>>>>>
Issue #96, opened 2014-08-21
FR : Properly killed syncthing binary


blurmonk:
Hi

One of the main issue I have with this tool is that it never kills its own process when exiting or restarting it. Restarting it via the gui is almost useless because it never restarts properly and at times I have to just restart my tablet which is an inconvenience. Not a life threatening issue for sure but it would be nice if restarting is done properly so we could test things out much easier. 

Sometimes I kill the process using android`s running apps but then it is not a solution because recurrent restarts of this app ends up in crash at start with some message 

"
Syncthing Binary Crashed
The syncthing binary has exited with error code 2.
If this error persists, try reinstalling the app and restarting your devic

 It seems like when a health ST restart is needed, the best way is to restart the tablet.

I hope that the dev could address this issue so that we could test out versions with a nicer setup

thanks

PR #321, opened 2015-03-28
Ensure Syncthing is not running (fixes #92 and #96)

### LINKED ISSUE #92: Syncthing Binary Crashed  - error code 2
Hi,
I just updated syncthing to version 0.4.8 using Google Play (I suppose this is the version due to the comments... "disallow adding the same node multiple times" ...)
When running, this popup comes:

Syncthing Binary Crashed
The syncthing binary has exited with error code 2.
If this error persists, try reinstalling the app and restarting your device.

I've tried both but still happens...

any suggestions ?
(I am using android-2.3.7 - CyanogenMode-7.2.0-blade, on ZTE-Blade)

Zillode:
Ensure Syncthing is not running
- Fixes a bug: api.shutdown() is called asynchronously (line 278)
- Kills Syncthing processes on shutdown (e.g. when the /rest/shutdown call could not be applied because ST was too busy).

### DIFF
--- a/src/main/java/com/nutomic/syncthingandroid/syncthing/SyncthingRunnable.java
+++ b/src/main/java/com/nutomic/syncthingandroid/syncthing/SyncthingRunnable.java
@@ -21,7 +21,9 @@ public class SyncthingRunnable implements Runnable {
 
     private static final String TAG = "SyncthingRunnable";
 
-    private static final String TAG_IONICE = "SyncthingRunnable-IoNice";
+    private static final String TAG_NICE = "SyncthingRunnable-Nice";
+
+    private static final String TAG_KILL = "SyncthingRunnable-Kill";
 
     private static final String TAG_NATIVE = "SyncthingNativeCode";
 
@@ -99,7 +101,7 @@ public class SyncthingRunnable implements Runnable {
                 DataOutputStream niceOut = null;
                 int ret = 1;
                 try {
-                    Thread.sleep(1000); // Wait a second before getting the Pid
+                    Thread.sleep(1000); // Wait a second before getting the pid
                     nice = Runtime.getRuntime().exec("sh");
                     niceOut = new DataOutputStream(nice.getOutputStream());
                     niceOut.writeBytes("set `ps |grep libsyncthing.so`\n");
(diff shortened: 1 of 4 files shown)


Nutomic:
I would move the logging into the loop, or into `killProcessId()`, so it only logs actual kills. Do you think one second is enough time on slower devices?

Please add a docstring to `killProcessId()` and log exceptions. And a unit test would be very nice ;)

Nutomic:
Oh and Github only understands `fixes #x, fixes #y` apparently.

src/main/java/com/nutomic/syncthingandroid/syncthing/SyncthingRunnable.java
```diff
@@ -131,6 +133,82 @@ public void run() {
...
+                psOut.writeBytes("ps | grep libsyncthing.so\n");
+                psOut.writeBytes("exit\n");
+                psOut.flush();
+                ps.waitFor();
+                InputStreamReader isr = new InputStreamReader(ps.getInputStream());
+                BufferedReader br = new BufferedReader(isr);
+                String id;
+                while ((id = br.readLine()) != null) {
+                    killProcessId(id, i > 0);
+                }
```
Nutomic: You don't seem to check if the kill succeeds, so you run it 3 times in any case. Which gives us the same problem if someone stops and immediately starts the app.

src/main/java/com/nutomic/syncthingandroid/syncthing/SyncthingRunnable.java
```diff
@@ -131,6 +133,82 @@ public void run() {
...
+        DataOutputStream killOut = null;
+        try {
+            kill = Runtime.getRuntime().exec("sh");
+            killOut = new DataOutputStream(kill.getOutputStream());
+            if (!force) {
+                killOut.writeBytes("kill " + id + "\n");
+                killOut.writeBytes("sleep 1\n");
+            } else {
+                killOut.writeBytes("sleep 3\n");
+                killOut.writeBytes("kill -9 " + id + "\n");
```
Nutomic: What's the logic with the sleep here? (different values and different command order) I think it should go into the end of the loop rather than here.

Nutomic:
Oh and log shows `E/SyncthingNativeCode﹕ Syncthing binary crashed with error code 143`, is there any way we can avoid that? (without removing that logging entirely)

src/main/java/com/nutomic/syncthingandroid/syncthing/SyncthingRunnable.java
Zillode: 1) perform a nice kill and wait one second
2) check which processes exist
3) if it still exists, wait 3 extra seconds and then kill it hard

src/main/java/com/nutomic/syncthingandroid/syncthing/SyncthingRunnable.java
Zillode: This is done synchronously

src/main/java/com/nutomic/syncthingandroid/syncthing/SyncthingRunnable.java
Nutomic: Yeah but I don't think we really need the SIGKILL, I've never had trouble to kill a command line program with CTRL-C. Like I said, this could be a problem if a new syncthing instance is started after the call, because it would then be killed.

Zillode: It won't because I changed the async ```PostTask().execute(mUrl, PostTask.URI_SHUTDOWN, mApiKey)``` to a blocking operation. I cannot see a path that would kill it when ST should be starting.
I could remove the sigkill, but then there is no guarantee it will be stopped.

PR #334, opened 2015-04-05
Make ARMv5 and 387 builds

Zillode:


Nutomic:
`GO386` is already set in line 45. `GOARM` should go in line 53 imo.

Sucks that I missed this -.-

PR #337, opened 2015-04-06
Notify Syncthing when folders are deleted

Zillode:
Fixes https://discourse.syncthing.net/t/app-not-triggering-sync-when-deleting-content/2335

### DIFF
--- a/src/main/java/com/nutomic/syncthingandroid/util/FolderObserver.java
+++ b/src/main/java/com/nutomic/syncthingandroid/util/FolderObserver.java
@@ -107,7 +107,7 @@ public class FolderObserver extends FileObserver {
                         break;
                     }
                 }
-                break;
+                // fall through
             case MOVED_TO:
                 // fall through
             case CREATE:


Nutomic:
Damn, this is embarrasing.

Any chance you could write a test case for this?

Zillode:
I think inotify unit tests are covered by the Android framework quite well. This is a simple bugfix and the remaining code looks fine

Nutomic:
Let me quote the Syncthing Wiki here:

"Perhaps there isn't a test, and your code fixes a bug with the code. That just highlights that there should have been a test to start with, and this is the optimal time to add one."

src/main/java/com/nutomic/syncthingandroid/util/FolderObserver.java
```diff
@@ -107,7 +107,7 @@ public void onEvent(int event, String path) {
                         break;
                     }
                 }
-                break;
+                // fall through
```
Nutomic: This is actually wrong, as it would add observers if `fullPath` is a directory.

PR #341, opened 2015-04-06
Add option to run syncthing when tethering is enabled

grimpy:
Listen to event wifi ap changed to start syncthing

### DIFF
--- a/src/main/java/com/nutomic/syncthingandroid/syncthing/DeviceStateHolder.java
+++ b/src/main/java/com/nutomic/syncthingandroid/syncthing/DeviceStateHolder.java
@@ -18,6 +18,10 @@ public class DeviceStateHolder extends BroadcastReceiver {
      * Intent extra containing a boolean saying whether wifi is connected or not.
      */
     public static final String EXTRA_HAS_WIFI = "has_wifi";
+    /**
+     * Intent extra containg a boolean saying whether tethering is enabled or not.
+     */
+    public static final String EXTRA_AP_ENABLED = "is_ap_enabled";
 
     /**
      * Intent extra containging a boolean saying whether the device is
@@ -26,6 +30,7 @@ public class DeviceStateHolder extends BroadcastReceiver {
     public static final String EXTRA_IS_CHARGING = "is_charging";
 
     private boolean mIsWifiConnected = false;
+    private boolean mIsApEnabled = false;
 
     private boolean mIsCharging = false;
 
@@ -54,8 +59,13 @@ public class DeviceStateHolder extends BroadcastReceiver {
         return mIsWifiConnected;
     }
 
+    public boolean isApEnabled() {
+        return mIsApEnabled;
+    }
+
     public void update(Intent intent) {
         mIsWifiConnected = intent.getBooleanExtra(EXTRA_HAS_WIFI, mIsWifiConnected);
         mIsCharging = intent.getBooleanExtra(EXTRA_IS_CHARGING, mIsCharging);
+        mIsApEnabled = intent.getBooleanExtra(EXTRA_AP_ENABLED, mIsApEnabled);
     }
 }
--- a/src/main/java/com/nutomic/syncthingandroid/syncthing/NetworkReceiver.java
+++ b/src/main/java/com/nutomic/syncthingandroid/syncthing/NetworkReceiver.java
@@ -5,6 +5,7 @@ import android.content.Context;
 import android.content.Intent;
 import android.net.ConnectivityManager;
 import android.net.NetworkInfo;
+import android.net.wifi.WifiManager;
 import android.util.Log;
 
 /**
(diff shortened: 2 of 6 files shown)


src/main/java/com/nutomic/syncthingandroid/syncthing/NetworkReceiver.java
```diff
@@ -13,19 +14,27 @@
...
-        ConnectivityManager cm =
-                (ConnectivityManager) context.getSystemService(Context.CONNECTIVITY_SERVICE);
-        NetworkInfo wifiInfo = cm.getNetworkInfo(ConnectivityManager.TYPE_WIFI);
-        boolean isWifiConnected = (wifiInfo != null && wifiInfo.isConnected());
-        Log.v(TAG, "Received wifi " + (isWifiConnected ? "connected" : "disconnected") + " event");
         Intent i = new Intent(context, SyncthingService.class);
-        i.putExtra(DeviceStateHolder.EXTRA_HAS_WIFI, isWifiConnected);
+        String action = intent.getAction();
+        if (action.equals("android.net.wifi.WIFI_AP_STATE_CHANGED")) {
+            int state = intent.getIntExtra("wifi_state", 0);
```
Zillode: 0 = WIFI_AP_STATE_DISABLED?

Zillode:
Cool:)

Zillode:
@st-jenkins build this please

Nutomic:
So the purpose of this is to sync to other mobile devices that are connected to the hotspot? Just curious, how do you avoid transfers from all devices over mobile data?

Also, I'm kinda worried that the settings are getting too full with this. maybe we should move these into a ListPreference (though not necessarily in this PR).

src/main/java/com/nutomic/syncthingandroid/syncthing/DeviceStateHolder.java
```diff
@@ -54,8 +59,13 @@ public boolean isWifiConnected() {
         return mIsWifiConnected;
     }
 
+    public boolean isAPOn() {
```
Nutomic: This should be `isApOn` for better readability (I like `isApEnabled` more). Same for other occurences.

src/main/java/com/nutomic/syncthingandroid/syncthing/NetworkReceiver.java
```diff
@@ -13,19 +14,27 @@
 public class NetworkReceiver extends BroadcastReceiver {
 
     private static final String TAG = "NetworkReceiver";
+    private static final int WIFI_AP_STATE_ENABLED = 13;
```
Nutomic: There should be a constant in the Android API somewhere?

Nutomic:
`NetworkReceiverTest` is failing, can you fix that? And ideally add one or more test cases for this functionality.

src/main/java/com/nutomic/syncthingandroid/syncthing/NetworkReceiver.java
grimpy: https://github.com/android/platform_frameworks_base/blob/master/wifi/java/android/net/wifi/WifiManager.java#L216

Hidden.

src/main/java/com/nutomic/syncthingandroid/syncthing/NetworkReceiver.java
grimpy: Something that is not enabled... disabled is 11 see https://github.com/android/platform_frameworks_base/blob/master/wifi/java/android/net/wifi/WifiManager.java#L206

Zillode:
@st-jenkins add to whitelist

src/main/java/com/nutomic/syncthingandroid/syncthing/NetworkReceiver.java
Nutomic: Ah that sucks. We should verify that this works accross Android versions. [These](http://stackoverflow.com/a/12531759) [links](http://stackoverflow.com/a/14405339) suggest that the values are different before ICS.

src/main/res/xml/app_settings.xml
```diff
@@ -20,6 +20,12 @@
             android:defaultValue="false" />
 
         <CheckBoxPreference
+            android:key="sync_only_ap"
+            android:title="@string/sync_only_ap"
+            android:defaultValue="false" />
+
+
```
Nutomic: Only one empty line please :)

Nutomic:
Sorry I didn't notice your update. Next time, could you post a comment so I get a notification?

[This](https://github.com/syncthing/syncthing-android/pull/341#discussion_r27831491) seems to be still relevant. Also, the option is not disabled if "Always run in Background" is unchecked.

`NetworkReceiverTest#testOnReceive()` is failing. You should add a test case for the new code anyway ;)

Additionally, I just noticed that the wording isn't entirely accurate ("sync only on x"), but that's a seperate problem.

Nutomic:
Closing this, feel free to reopen if you wanna work on merging it.

PR #345, opened 2015-04-09
Notify Syncthing when folders are deleted

Zillode:
'fall through' is obviously error prone.
This makes it explicit and clear.


Nutomic:
Sorry I had already fixed this in 1bc49354637137bd35701b0086c48ecb5906ec4a, thought you'd see the ref :s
<<<<<
#### EXERCISE DESCRIPTION
Match on "Thread" and report each line of the data above that has it.

#### SOLUTION
-                    Thread.sleep(1000); // Wait a second before getting the Pid
+                    Thread.sleep(1000); // Wait a second before getting the pid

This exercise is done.